Theater of All Possibilities (TOAP), was an artistic practice network and touring theater founded in 1967 by John Allen, Kathelin Gray and Marie Harding in San Francisco, California, United States. The group worked with collaborators from the sciences, technology, history, and ecology, with the Institute of Ecotechnics as a partner organization on many projects.

== History ==
The Theater of All Possibilities network was based at Synergia Ranch near Santa Fe, New Mexico, from 1969–1980 and again from 2000–2010. Other studios within the network included: Studio 3, the Blue Planet Ensemble, based on the Research Vessel Heraclitus; Studio 6, based at the October Gallery in London; Studio 7, based at the Naga Theatre at the Hotel Vajra in Kathmandu; and Studio 10, which operated until 1994 at the Biosphere 2 laboratory in Oracle, Arizona.

An ensemble from the Theater of All Possibilities toured domestically and internationally from 1968 to 1989. A 1972 18-month world tour by the ensemble Caravan from Dramaturgia included a performance at Ellen Stewart's La MaMa Experimental Theatre Club in the East Village, Manhattan, New York City. The Caravan from Dramaturgia presented two pieces at La MaMa, Tamarand and The Caravan, on October 4, 5, 6, and 7. A promotional flyer for the production reads: "Every day we make up and wipe out our sets."

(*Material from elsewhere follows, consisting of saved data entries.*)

Issue #4503, opened 2019-05-26
Improve sparse dataset memory usage for hist tree method.


trivialfis:
@hcho3  @RAMitchell 

As part of refactoring DMatrix,  I'm trying to profile memory usage issue across XGBoost.  One glaring issue in hist method is that it uses feature index to build the histogram cut matrix.  For dense dataset this is optimal, but for sparse dataset this results in very huge waste of memory.  One particular reproducible dataset would be [URL](http://archive.ics.uci.edu/ml/datasets/URL+Reputation)

The linked dataset has total size of 2.2 GB in text form.  After some optimizations and limiting to first 450000 lines of dataset, it still costs 28.6 GB of memory.  Here is a simple report from valgrind:

![Screenshot from 2019-05-26 21-14-27](https://user-images.githubusercontent.com/16746409/58382312-5f115100-7ffb-11e9-8a2a-38c64142578e.png)

In some selected rows of above dataset, largest feature index is 3231962, but actual number of none zero columns is just 394.  Is there any way we can compress the histogram cut building into a form that doesn't depend on feature index?

trivialfis:
And I need to see if it's possible to do feature grouping before building histogram cut.

CodingCat:
When I was working on distributed hist, I f found hist were still built for all features even with col sampling. I thought this is the bottleneck and work on it

At that time, I added something like a featureIdToHistIndex (but I didn’t merge it since I found the real bottleneck is rabit)...is the similar approach enough here?

trivialfis:
@CodingCat This is still at quantiles cut building stage.  I'm not sure about hist updater yet.  Your approach is my initial idea.  But maybe there are many other problems that I don't know.  So I figured I should ask for some suggestions here first.

RAMitchell:
Yes we should definitely look into cut building scalability with number of features. URL is a great test case. I would like to apply what we learn to the GPU algorithms as well.

Regarding training, I believe LightGBM has the concept of a sparse histogram. Another approach that I have seen is to switch to exact style split search when the number of training examples low (e.g. less than the number of features).

thvasilo:
I think this is quite related to the problem we tried to solve with @hcho3 in our [recent paper on block-distributed GBTs](https://arxiv.org/abs/1904.10522).

Using a sparse histogram representation gave us orders of magnitude improvements in histogram size. We could/should try to find a way for an efficient sparse histogram representation that does works with Rabbit's limitation of knowing the object size in advance.

[...]

PR #4508, opened 2019-05-28
Provide example of custom distributed evaluation function via dask

RAMitchell:
This is an example of how to write a distributed evaluation function from the Python side. @CodingCat this is what I was thinking of in the discussion of #4280. It does require understanding what AllReduce does but apart from that I think it's quite simple. This approach is fully general, a user could implement any possible evaluation function.

### DIFF
--- a/demo/dask/dask_custom_eval_demo.py
+++ b/demo/dask/dask_custom_eval_demo.py
@@ -1,0 +1,45 @@
+from dask.distributed import Client, LocalCluster
+import dask.dataframe as dd
+import dask.array as da
+import numpy as np
+import xgboost as xgb
+
+
+# Define rmse function using Python that mimics the internal xgboost rmse function
+def custom_rmse(preds, dtrain):
+    labels = dtrain.get_label()
+    weights = dtrain.get_weight()
+
+    mse_local_sum = sum(np.square(labels - preds) * weights)
+    weights_local_sum = sum(weights)
+    # Pass the sum mse and weights to an allreduce call as a numpy array
+    result = xgb.rabit.allreduce(np.asarray([mse_local_sum, weights_local_sum]), 2)
+    # Result now contains the sum over all workers
+    return 'my-error', np.sqrt(result[0] / result[1])
+
+
+def train(X, y, weights):
+    dtrain = xgb.dask.create_worker_dmatrix(X, y, weight=weights)
+
+    evals_result = {}
+    bst = xgb.train({}, dtrain, evals=[(dtrain, 'train')], evals_result=evals_result,
+                    feval=custom_rmse)
+    # Check our custom function outputs roughly the same result as the built-in version
+    assert np.allclose(evals_result['train']['rmse'], evals_result['train']['my-error'])
+
+
+def main():
+    cluster = LocalCluster(n_workers=2, threads_per_worker=2)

Theater of All Possibilities extended their practice into contributing to the founding of multiple ecological and cultural demonstration and performance projects. These projects included performances in the Australian Outback, the Peruvian Amazon, and the sacred forest in Osogbo, as well as traditional theater spaces.

The network was formally disbanded in 2009–2010.

Allen and Gray subsequently formed the performance research initiative Theatre for the Reconstitution of Reality (THEATRRR), also based in New Mexico. The Spaceship Earth (film) (2020) documentary featured the Theater of All Possibilities.